Of course, the easy option to evaluate the measurement results is to use the software of the ICP-MS instrument. This method, however, does not provide the full picture of the uncertainty estimation, i.e. it is not fully transparent to the analyst. The software does not ask for any uncertainty of the dead-time, which, even though it may be small, may affect the overall uncertainty at high count rates. Further, the software does not include any uncertainty from the linear regression into the calculations of the sample concentration and does not give any room for corrections due to addition of the internal standard, which, at least for volumetric additions, is a substantial part of the uncertainty. The uncertainty provided by the software is based on the standard deviation (not the standard deviation of the mean) of the calculated concentrations for each sweep, which basically is the uncertainty of the blank subtracted measured intensity. These uncertainties are, in general, larger than the uncertainties from the volumetrically prepared samples and the uncertainties are, in fact, evaluated on the wrong assumptions, including uncertainties that can be made smaller and leaving out uncertainties that may be significant.

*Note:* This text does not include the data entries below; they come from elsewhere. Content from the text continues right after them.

PR #41, opened 2018-11-20
T2D-269 update metadata dev url and point prod and fallback url to same db

selvaebi:


Jenkinsfile
```diff
@@ -6,7 +6,7 @@ pipeline {
   }
   environment {
     stagingPostgresDbUrl = credentials('STAGINGMETADATAWSDBURL')
-    fallBackPostgresDbUrl = credentials('FALLBACKMETADATAWSDBURL')
+    fallBackPostgresDbUrl = credentials('PRODMETADATAWSDBURL')
```
Zhicheng-Liu: I think we need a discussion on how we want to deploy the DBs.

Jenkinsfile
```diff
@@ -55,7 +55,7 @@ pipeline {
       steps {
         echo 'Deploying to Staging'
         sh "curl --upload-file staging/target/metadata-ws-*.war \
-        'http://'${tomcatCredentials}'@'${stagingHost}':8080/manager/text/deploy?path=/metadata&update=true' | \
+        'http://'${tomcatCredentials}'@'${stagingHost}':8080/manager/text/deploy?path=/dev/metadata&update=true' | \
```
Zhicheng-Liu: Shouldn't we in proxy settings map `/dev/metadata` to `http://staging:8080/metadata`?

selvaebi: the Swagger base path takes host + prefix + servletContext only. So the if we deploy using /metadata - the staging app base url forms to ebi.ac.uk+ ega/ampt2d + metadata - which is again prod app base url.

Zhicheng-Liu: Ok! Then I am fine with this change.

Jenkinsfile
selvaebi: So until we get a production postgres and proxy corrected we gonna use same database for fallback and prod

Zhicheng-Liu: OK! Once we have production instances set up and properly configured for cross instance replication we can use different databases for fallback and production. For now, we have to use the same database.

metadata-ws/Jenkinsfile
```diff
@@ -6,7 +6,7 @@ pipeline {
   }
   environment {
     stagingPostgresDbUrl = credentials('STAGINGMETADATAWSDBURL')
-    fallBackPostgresDbUrl = credentials('FALLBACKMETADATAWSDBURL')
+    fallBackPostgresDbUrl = credentials('PRODMETADATAWSDBURL')
```
iyangar: Is this because we don't have dedicated server at this moment.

An example of when this methodology has been applied to measurements of trace elements in a uranium matrix can be found in another published paper [30].

Conclusions

Since nuclear forensic evidence, like all evidence presented in a court of law, need to be defensible, it is important that the results and the attached uncertainties are correctly evaluated. This work shows that to perform accurate and precise measurements of elements using ICP-MS, the data evaluation should be made manually with careful considerations regarding sample preparation and choice of regression method prior to performing the measurements, to be able to retrieve correct information from the measurements.

In this paper, it is shown that gravimetric sample preparation is preferred over volumetric sample preparation to achieve the lowest measurement uncertainties and that OLS provides large measurement uncertainties at low concentrations and unrealistically high detection limits. However, depending on the purpose and thus the requirements of the measurement, work effort might be saved if volumetric sample preparations are done but then on the cost of higher measurement uncertainties.

The study also shows that careful quality control is imperative to measurements at this uncertainty level. The risk of biases due to inconsistencies in the certified reference materials needs to be carefully monitored and attended. In this study, the bias was addressed by adding an extra uncertainty to the calculated concentration since it was not possible to know which of the certified reference materials that was deviating either in the value of the certified concentration or in its uncertainty. The discrepancy between the deviating CRMs would not have been observed if volumetric sample preparation had been done.